The General Assembly,
RECOGNIZING that many religious traditions have and maintain sites that are important to the history of their creed and the practice of their creed,
FURTHER RECOGNIZING that certain sites of religious significance have have not been properly maintained and preserved,
NOTICING that while the World Assembly has affirmed the right of citizens of nations to practice the religion of their choosing, it has not affirmed that the places of significance to a religion must be protected as well.

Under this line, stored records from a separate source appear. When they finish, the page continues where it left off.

PR #1401, opened 2017-06-18
Offline User Inventory + Equipable

Faithcaio:
[SpongeAPI](https://github.com/SpongePowered/SpongeAPI/pull/1624) | *SpongeCommon*

Add support for User Inventories
Also some missing parts of equipable.

### DIFF
--- a/src/main/java/org/spongepowered/common/entity/player/SpongeUser.java
+++ b/src/main/java/org/spongepowered/common/entity/player/SpongeUser.java
@@ -29,6 +29,7 @@ import com.google.common.collect.ImmutableMap;
 import com.google.common.collect.Maps;
 import com.google.common.collect.Sets;
 import com.mojang.authlib.GameProfile;
+import net.minecraft.inventory.EntityEquipmentSlot;
 import net.minecraft.nbt.CompressedStreamTools;
 import net.minecraft.nbt.NBTTagCompound;
 import net.minecraft.nbt.NBTTagList;
@@ -38,6 +39,7 @@ import org.spongepowered.api.data.DataHolder;
 import org.spongepowered.api.data.DataSerializable;
 import org.spongepowered.api.data.Queries;
 import org.spongepowered.api.data.type.HandType;
+import org.spongepowered.api.data.type.HandTypes;
 import org.spongepowered.api.entity.ArmorEquipable;
 import org.spongepowered.api.entity.Tamer;
 import org.spongepowered.api.entity.living.player.Player;
@@ -45,12 +47,15 @@ import org.spongepowered.api.entity.living.player.User;
 import org.spongepowered.api.item.inventory.Carrier;
 import org.spongepowered.api.item.inventory.ItemStack;
 import org.spongepowered.api.item.inventory.equipment.EquipmentType;
+import org.spongepowered.api.item.inventory.equipment.EquipmentTypes;
 import org.spongepowered.api.item.inventory.type.CarriedInventory;
 import org.spongepowered.api.util.RespawnLocation;
 import org.spongepowered.common.SpongeImpl;
 import org.spongepowered.common.data.nbt.CustomDataNbtUtil;
+import org.spongepowered.common.data.type.SpongeEquipmentType;
 import org.spongepowered.common.data.util.DataQueries;
 import org.spongepowered.common.data.util.NbtDataUtil;
+import org.spongepowered.common.item.inventory.util.ItemStackUtil;
 import org.spongepowered.common.world.WorldManager;
 
 import java.io.File;
@@ -62,6 +67,8 @@ import java.util.Map.Entry;
 import java.util.Optional;
 import java.util.Set;
 import java.util.UUID;
+import java.util.function.Consumer;
+import java.util.function.Function;
 
 import javax.annotation.Nullable;
 
@@ -84,6 +91,9 @@ public class SpongeUser implements ArmorEquipable, Tamer, DataSerializable, Carr
 
     private final Map<UUID, RespawnLocation> spawnLocations = Maps.newHashMap();
 
+    private SpongeUserInventory inventory; // lazy load when accessing inventory
+    private NBTTagCompound nbt;
+
     public SpongeUser(GameProfile profile) {
         this.profile = profile;
     }
@@ -94,7 +104,9 @@ public class SpongeUser implements ArmorEquipable, Tamer, DataSerializable, Carr
 
     public void readFromNbt(NBTTagCompound compound) {
         this.reset();
+        this.nbt = compound;
         // See EntityPlayer#readEntityFromNBT
+
         final NBTTagCompound spongeCompound = compound.getCompoundTag(NbtDataUtil.FORGE_DATA).getCompoundTag(NbtDataUtil.SPONGE_DATA);
         CustomDataNbtUtil.readCustomData(spongeCompound, ((DataHolder) this));
         if (!spongeCompound.hasNoTags()) {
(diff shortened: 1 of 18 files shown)


src/main/java/org/spongepowered/common/entity/player/SpongeUser.java
```diff
@@ -95,6 +97,10 @@ private void reset() {
     public void readFromNbt(NBTTagCompound compound) {
         this.reset();
         // See EntityPlayer#readEntityFromNBT
+
+        NBTTagList nbttaglist = compound.getTagList("Inventory", 10);
```
gabizou: s/"Inventory"/`NbtDataUtil.INVENTORY` or something thereof.

src/main/java/org/spongepowered/common/entity/player/SpongeUser.java
```diff
@@ -126,6 +132,8 @@ public void readFromNbt(NBTTagCompound compound) {
 
     public void writeToNbt(NBTTagCompound compound) {
 
+        compound.setTag("Inventory", this.inventory.writeToNBT(new NBTTagList()));
```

DESIRING that this deficiency in existing legislation be remedied in international law, hereby:
Defines a "site of religious significance" to be:
The foundational place, or places, of a religion;
A focus of worship for a religion;
The graves of people associated with or significant to a religion;
Places of religious community;
A museum, or other site protected by law, with a religious character;
Creates the Office for the Protection of Religious Sites, hereafter noted as the OPRS, which shall:
Work with faith leaders to identify and designate sites of religious significance to presently practiced religions, especially those which have significant meaning to, or are are focuses of worship of, a presently practiced religion;
Work with member nations to develop an effective plan to protect designated sites of religious significance; and
Further clarifies that member nations must allow sites as designated by the OPRS to be deemed significant and made compliant with this resolution,
Asserts the following actions are in violation of this resolution:
Desecrating sites of religious significance and desecration shall be defined as;
Causing permanent disrepair or irreparable damage to sites of religious significance;
Destroying artefacts or materials contained at said sites which are of religious importance;
The removal of bodies, relics, or items of significance with the intent to make said sites no longer significant as deemed by the OPRS, unless the removal of the bodies, relics, or items of significance is for restoration or maintenance purposes, and
Altering the religious nature of said spaces as defined by the OPRS in an attempt to make them no longer significant by removing their religious character; though
Desecration shall not apply in the event of an imminent threat to health and safety with the present conditions of the site, in the event that said sites were established in a hostile fashion (such as through invasion), or if said sites are being altered with a view towards preservation in perpetuity (such as through conversion into a museum);
Abusing one's private property rights in the pursuit of gaining the legal right to protect or maintain a site of religious significance;
Showing favoritism to, or selectively working to maintain, sites of one belief over another; and
Clarifies that nations may restrict access to religious sites in an event which requires that a nation restrict the freedom of movement throughout the whole nation such as a civil war, conflict which occurs on a nations territory, internal instability in the region of a religious site, or if a pandemic is declared by a national health service or disease control center,
Further clarifies that nations may not impose these restrictions on access solely on the grounds of religion,
Urges member nations to take additional measures to provide for the security of sites of religious significance including appointing third-party controllers of religious sites in the event that this would prove to be more conducive to their continued survival and maintenance than local administration.